By Danielle Douglas September 12, 2012
In the
aftermath of one of the worst recessions in history, more Americans have
limited or no interaction with banks, instead relying on check cashers and
payday lenders to manage their finances, according to a new federal report.
Not only are
these Americans more vulnerable to high fees and interest rates, but they are
also cut off from credit to buy a car or a home or pay for college, the report
from the Federal Deposit Insurance Corp. said.
Released
Wednesday, the study found that
821,000 households opted out of the banking system from 2009 to 2011 and that
the so-called unbanked population grew to 8.2 percent of U.S. households.
That means that
roughly 17 million adults are without a checking or savings account. Another 51
million adults have a bank account, but use pawnshops, payday lenders or
rent-to-own services, the FDIC said. This underbanked population has grown from
18.2 percent to 20.1 percent of households nationwide.
The study also
found that one in four households, or 28.3 percent, either had one or no bank
account. A third of these households said they do not have enough money to open
and fund an account. Minorities, the unemployed, young people and lower-income
households are least likely to have accounts.
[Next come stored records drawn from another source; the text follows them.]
PR #1686, opened 2024-03-14
fix(enforcer/bpflsm): panic during bpflsm cleanup

daemon1024:
**Purpose of PR?**:

- panic during bpflsm cleanup
- fix missing proc name in alerts

**Checklist:**
- [ ] Commit has unit tests

### DIFF
--- a/KubeArmor/enforcer/bpflsm/enforcer.go
+++ b/KubeArmor/enforcer/bpflsm/enforcer.go
@@ -405,12 +405,11 @@ func (be *BPFEnforcer) DestroyBPFEnforcer() error {
 	if be == nil {
 		return nil
 	}
-
-	errBPFCleanUp := false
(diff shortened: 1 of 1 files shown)


Aryan-sharma11:
The changes makes sense, although I noticed one thing, if in case BPFLSM fails to load we move on to AppArmor, so if we install Kubearmor using operator ,it would still be showing podname `kubermor-bpf-crio` even if we are running apparmor under the hood. 
Can we handle that wdyt?

daemon1024:
@Aryan-sharma11 I don't think we can handle that right now. But we need to think about how to handle that in the operator refactor. Let's handle that seprately.

Aryan-sharma11 (approved):

rksharma95 (approved):

PR #1709, opened 2024-04-01
fix(grpc): extend grpc maxrecvmsg size for cri handlers

rksharma95:
**Purpose of PR?**:

when there are a lot of containers running, it might exceed the default grpc limit of 4MB msg size for cri handler services and that will lead to the issues.  
```
rpc error: code = ResourceExhausted desc = grpc: received message larger than max
```

No

**Checklist:**
- [x] Bug fix
- [ ] Commit has unit tests

### DIFF
--- a/KubeArmor/common/common.go
+++ b/KubeArmor/common/common.go
@@ -32,6 +32,13 @@ import (
 // == Common == //
 // ============ //
 
+const (
+	// grpc default is 4MB
+	// CRI i.e. containerd service can send msg extended upto 16MB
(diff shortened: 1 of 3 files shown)


daemon1024 (commented):
Do we need to handle this for docker socket as well?

rksharma95:
> Do we need to handle this for docker socket as well?

in case of docker we're using http client https://pkg.go.dev/github.com/docker/docker@v24.0.7+incompatible/client , it's not needed in this case.

daemon1024 (approved):

DelusionalOptimist (approved):
LGTM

Stubbornly high unemployment and
underemployment have placed millions of Americans in precarious financial
positions, leaving them unable to absorb overdraft charges or minimum-balance
fees.
In the past
year alone, Wells Fargo,
Capital One and SunTrust have alerted customers to pending fee hikes on
checking accounts or have raised overdraft charges. Banks say service charges
are needed to offset the loss of revenue from a cap on debit-card transaction
fees imposed by the government.
“Banks need to
have pricing and practices that consumers can trust and allow them to build
wealth and have economic mobility,” said Deborah Goldstein, chief operating
officer at the Center for Responsible Lending. “If the account fees will
leave them worse off, then its going to be a challenge for people to use
banking services.”
Banks say it is
difficult to make money serving lower-income communities because the cost of
managing their accounts outweighs the return.
“There has to
be a recognition that there are costs to providing accounts and those costs
have to be covered,” said Nessa Feddis, vice president and general counsel at
the American Bankers Association. She estimated that it costs banks up to $300
a year to maintain a checking account because of expenses such as processing
transactions.
National Community
Reinvestment Coalition chief executive John Taylor argued that
banks could make up some of that cost by the sheer volume of new accounts.
Feddis
disagreed. “You can’t take a losing account and make it up in bulk,” she said.
“You’re not going to spend money to lose money.”
Without access
to traditional banks, Taylor said, Americans are susceptible to abusive
practices at non-bank institutions and are likely to remain trapped in a
vicious cycle of financial strain.
“A part of
changing the condition of unbanked people is keeping them away from predatory
lenders who keep them mired in debt,” he said. “One of the reasons you had all
of these mortgage companies preying on low-income communities is because there
were no options.”
A report from SNL Financial in
April showed that banks have closed dozens of branches in neighborhoods with a
median household income of $25,000 or less since 2007, shifting resources to
areas where the median income is $100,000 or more.
“The [Community
Reinvestment Act] has had a significant impact over the last 30 years, but did
not contemplate some of the new abuses that we’re seeing and the way banking
has changed,” Goldstein said. “But we’ve now seen financial reform that
includes additional consumer protection.”
Congress passed
the act in 1977 to address the shortage of credit available to low- and
moderate-income neighborhoods. Consumer advocates, however, say that regulation
has fallen short of ensuring that banks offer reasonably priced services.
The newly
minted Consumer Financial Protection Bureau has jurisdiction over non-bank
institutions and plans to weed out predatory practices. The agency reviews
compliance with federal consumer financial laws such as the Fair Credit Act.
In the past
year, a quarter of households have used at least one type of alternative
financial service, such as a tax refund anticipation loan or money order, the
FDIC study found. Some households, 7.5 percent, said they simply did not trust
or feel comfortable dealing with banks. Another 6.6 percent said they could not
open accounts because they lacked required identification or suffered from poor
credit.
A growing
number of consumers without bank accounts are turning to prepaid cards, with
nearly 18 percent of households, up from 12 percent in 2009, reporting the use
of such products.
Feddis of the
banking association said prepaid cards are an innovative tool that banks could
use to serve lower-income communities without incurring much cost.
“There are
fewer ways to access the account, so there are fewer opportunities for fraud,
which banks pay a lot to protect against,” she said.